Problem details: Write out the records once more, exactly as given.

Data records:
□ □ □ □
PR #315, opened 2026-05-12
fix(integrations): warn when bearer auth crosses plaintext HTTP to non-loopback

### LINKED ISSUE #275: CRITICAL: Plugin sends auth token over plaintext HTTP
## Summary
The OpenCode plugin () defaults  to  (plaintext HTTP). The auth secret is sent as a Bearer token on every request. If the environment variable is not set, all traffic — including potentially sensitive data from observations, memories, and LLM prompts — travels unencrypted.

## Impact
- Auth tokens and session data exposed on the wire
- Man-in-the-middle attacks possible on shared networks

## Fix
Default to  or enforce HTTPS when a custom URL is not explicitly configured.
□ □ □ □
Problem solution:
PR #315, opened 2026-05-12
fix(integrations): warn when bearer auth crosses plaintext HTTP to non-loopback

### LINKED ISSUE #275: CRITICAL: Plugin sends auth token over plaintext HTTP
## Summary
The OpenCode plugin () defaults  to  (plaintext HTTP). The auth secret is sent as a Bearer token on every request. If the environment variable is not set, all traffic — including potentially sensitive data from observations, memories, and LLM prompts — travels unencrypted.

## Impact
- Auth tokens and session data exposed on the wire
- Man-in-the-middle attacks possible on shared networks

## Fix
Default to  or enforce HTTPS when a custom URL is not explicitly configured.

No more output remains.